Malcolm X moment

It’s not as though convert voices, or convert stories are never heard in conservative North American Muslim communities. “Why I embraced Islam” talks have been a fixture of MSA-sponsored events since the ’80’s at least. A growing number of converts are becoming prominent community leaders and scholars. A very small number of these converts are even female.

But here’s the thing: The stories told by converts that get heard are usually what the immigrant Muslim establishment sees as “feel-good” stories. Stories about women (especially white, middle-class women) who convert, put on hijab, and say that for the first time in their lives they feel truly liberated were popular in many of the conservative Muslim circles I frequented. But what about the stories of female converts who didn’t find marriage to a Muslim the “sheltering peace” that they had been led to expect? What about those who sought knowledge, and then were horrified by what they found? What about those who were manipulated and spiritually abused by shaykhs they trusted? What about those who are still dealing with the after-effects of their involvement in Muslim cults, dysfunctional Muslim communities, abusive marriages… or all of the above?

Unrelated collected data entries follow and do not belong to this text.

PR #3419, opened 2019-10-31
Quickbooks: Make refresh optional

britth:
While access_tokens expire every hour, there are potential
complications in refreshing them in certain workflows. Adds a flag,
`allow_refresh` to optionally refresh the access_token after making
a request. Also marks as a failure if authentication failed.

Remote:
16 tests, 40 assertions, 0 failures, 0 errors, 0 pendings, 0 omissions, 0 notifications
100% passed

Unit:
21 tests, 114 assertions, 0 failures, 0 errors, 0 pendings, 0 omissions, 0 notifications
100% passed

### DIFF
--- a/lib/active_merchant/billing/gateways/quickbooks.rb
+++ b/lib/active_merchant/billing/gateways/quickbooks.rb
@@ -68,7 +68,7 @@ module ActiveMerchant #:nodoc:
         post[:capture] = 'true'
 
         response = commit(ENDPOINT, post)
-        check_token_response(response, ENDPOINT, post)
+        check_token_response(response, ENDPOINT, post, options)
       end
 
       def authorize(money, payment, options = {})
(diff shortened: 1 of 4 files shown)


lib/active_merchant/billing/gateways/quickbooks.rb
```diff
@@ -78,7 +78,7 @@ def authorize(money, payment, options = {})
         post[:capture] = 'false'
 
         response = commit(ENDPOINT, post)
-        check_token_response(response, ENDPOINT, post)
+        check_token_response(response, ENDPOINT, options, post)
```
curiousepic: Minor quibble but the usual argument pattern has `options`  last.

britth: good call, updated! 👍

PR #3421, opened 2019-11-01
Mf/activesupport 5

ScottDuke:
Updated fork to work for rails 5.1.7. Rebased onto the current version of active merchant


ScottDuke:
Wrongly created PR.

Convert stories are often really complicated. And they should be heard in all their complexity. Even when they don’t tell born Muslims things that they want to hear.
(http://commons.wikimedia.org/wiki/File:Malcolm_X_Blvd.jpg)

We seldom heard their stories. And, when their stories did come to light, they were quickly swept under the rug, or dismissed in various ways: It is an exaggeration. It can’t be true. She never really believed in the first place. God was testing her, and she should have shown more patience.

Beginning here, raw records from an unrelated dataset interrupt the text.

PR #3423, opened 2019-11-01
Ixopay: Implement verify action

leila-alderman:
Implement the `verify` action for the new Ixopay gateway, including
remote and unit tests.

CE-135 / CE-141

Unit:
15 tests, 59 assertions, 0 failures, 0 errors, 0 pendings, 0 omissions,
0 notifications
100% passed

Remote:
16 tests, 48 assertions, 0 failures, 0 errors, 0 pendings, 3 omissions,
0 notifications
100% passed

### DIFF
--- a/test/unit/gateways/ixopay_test.rb
+++ b/test/unit/gateways/ixopay_test.rb
@@ -113,11 +113,27 @@ class IxopayTest < Test::Unit::TestCase
     assert_equal 'Transaction of type "void" requires a referenceTransactionId', response.message
   end
 
-  def test_successful_verify; end
+  def test_successful_verify
+    @gateway.expects(:ssl_post).times(2).returns(successful_authorize_response, successful_void_response)
+    response = @gateway.verify(credit_card('4111111111111111'), @options)
 
-  def test_successful_verify_with_failed_void; end
+    assert_success response
+    assert_equal 'FINISHED', response.message
+  end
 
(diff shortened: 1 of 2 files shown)


test/unit/gateways/ixopay_test.rb
```diff
@@ -113,11 +113,27 @@ def test_failed_void
...
+  def test_successful_verify
+    @gateway.expects(:ssl_post).times(2).returns(successful_authorize_response, successful_void_response)
+    response = @gateway.verify(credit_card('4111111111111111'), @options)
 
-  def test_successful_verify_with_failed_void; end
+    assert_success response
+    assert_equal 'FINISHED', response.message
+  end
+
+  def test_successful_verify_with_failed_void
```
jasonxp: It wasn't in the generated template, but do you think there would be value in testing this scenario in the remote tests?

leila-alderman: I don't think so. It's a pretty well established pattern in the tests, and it's also just testing `r.process(:ignore_result)` in the gateway code. If that works for a unit test, I don't see the value in also testing it as part of a remote test. On a practical level, I'm also not even sure how I would force a failed void response from within the `verify` method since it pulls the authorization value directly from the `authorize` response.

jasonxp: Makes sense. Thanks 👍

PR #3424, opened 2019-11-04
Update supported countries list. Add currencies without fractions / with 3 decimal places

nicolas-maalouf-cko:
* Updated list of supported countries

When sisters were struggling, they tended to avoid contact with other conservative Muslims. Once they had left, or been forced out, they typically disappeared. We lost contact with them.

Recently, Aminah left the following comment about the abuse that some converts have had to deal with:

“We have tried to talk about this before. Its not just that the community, including progressive or liberal Muslims, distanced themselves. Remember the last spate of ex Muslimah blogs, which started to crack the silence about abuse in marriages, community, tariqas and institutions? And what followed was abuse, slander, death threats, harassment. Muslim women unconnected w the blogs were suspected of being anti-abuse bloggers and subjected to phone calls and emails and community ostracization. Several of those women were hung out to dry. For a lot of us who blogged or guest posted or just read for the sense of a community – finally, not alone! – it was triggering and disheartening, particularly because this little handful of bloggers quit. Or moved on, taking their blogs with them. Just when we started to understand we weren’t alone – and started breaking the taboo of “revealing your husband’s secrets,” getting over the fear of that “sin,” it was all over.

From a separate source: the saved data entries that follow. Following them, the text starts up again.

PR #3432, opened 2019-11-05
Credorax: Add referral CTF transactions

leila-alderman:
Added support for the referral CFT transaction type on the Credorax
gateway (transaction type [34]).

To simplify this new transaction type, it is selected by passing a new
`referral_cft` gateway specific field while requesting a `refund`
transaction. Although the referral CFT transaction defaults to a credit
request when it has not been enabled on the Credorax gateway
integration, the referral CFT requires passing a `g2` value, i.e.,
"Previous Response ID". Therefore, because this transaction type
requires a reference authorization from a previous transaction, its
implmentation was more similar to a refund than a credit.

Because Spreedly's current Credorax gateway integration does not have
the ability to make referral CFT transactions, the remote and unit tests
for this new transaction type are currently failing. These have been
left as failing to indicate that they have not been confirmed to work.
Although an attempt could be made to guess the gateway's response for
the unit tests, the tests have been left with 'RESPONSE NEEDED' to
better and more clearly indicate the unknowns.

CE-203

Unit:
60 tests, 285 assertions, 2 failures, 0 errors, 0 pendings, 0 omissions,
0 notifications
96.6667% passed

Remote:
37 tests, 133 assertions, 2 failures, 0 errors, 0 pendings, 0 omissions, 
0 notifications
94.5946% passed

The remote tests `test_failed_referral_cft` and 
`test_successful_referral_cft` are currently failing with the error message
"Operation code \"34\" not supported for the given merchant" since 
the current gateway integration does not support referrals.

### DIFF
--- a/test/remote/gateways/remote_credorax_test.rb
+++ b/test/remote/gateways/remote_credorax_test.rb
@@ -285,6 +285,32 @@ class RemoteCredoraxTest < Test::Unit::TestCase
     assert_equal 'Referred to transaction has not been found.', response.message
   end
 
+  def test_successful_referral_cft
+    options = @options.merge(@normalized_3ds_2_options)
+    response = @gateway.purchase(@amount, @three_ds_card, options)
+    assert_success response
+    assert_equal 'Succeeded', response.message
+
+    cft_options = { referral_cft: true, email: 'john.smith@test.com' }
+    referral_cft = @gateway.refund(@amount, response.authorization, cft_options)
+    assert_success referral_cft
+    assert_equal 'Succeeded', referral_cft.message
+    # Confirm that the operation code was `referral_cft`
+    assert_equal '34', referral_cft.params['O']
+  end
+
+  def test_failed_referral_cft
+    options = @options.merge(@normalized_3ds_2_options)
+    response = @gateway.purchase(@amount, @three_ds_card, options)
+    assert_success response
+    assert_equal 'Succeeded', response.message
+
+    cft_options = { referral_cft: true, email: 'john.smith@test.com' }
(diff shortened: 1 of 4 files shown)


test/remote/gateways/remote_credorax_test.rb
```diff
@@ -285,6 +285,30 @@ def test_failed_refund
...
+  def test_successful_referral_cft
+    response = @gateway.purchase(@amount, @credit_card, @options)
+    assert_success response
+
+    options = {referral_cft: true}
+    response = @gateway.refund(@amount, response.authorization, options)
+    assert_success response
+    assert_equal 'Succeeded', response.message
+    # Confirm that the transaction type was `referral_cft`
+    assert_equal '34', response.params['O']
```
leila-alderman: For our current Credorax gateway integration, these tests were passing but were using the `credit` transaction type instead of the `referral_cft` transaction type. I added this line to ensure that the transactions are going through as intended, but these would fail for us if the tests were actually working.

therufs:
I'm assuming you are well aware of the linter complaints and have made your decisions advisedly. :D

leila-alderman:
@therufs I've fixed the 4 RuboCop errors, but the Travis CI is still failing since I have failing unit tests. Is that alright to merge?

jasonxp:
@leila-alderman I think merging failing unit tests would be problematic, because then all subsequent Travis builds for any branch would fail with them in place. Would marking them pending and commenting out the implementation work?

leila-alderman:
@jasonxp Our customer was able to get Credorax to turn this setting on for us quickly. All of the unit and remote tests are now passing!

And in the time since, to my knowledge, some of those women and some of their detractors have suffered further abuse, etc. It broke my heart when a former detractor of these blogs spoke out later about being abused by her husband.

I am really hoping that this blog is both supported AND encourages a return of those blogs or new blogs speaking up about this issue. And that this time we will have one another’s backs if the crap starts again.”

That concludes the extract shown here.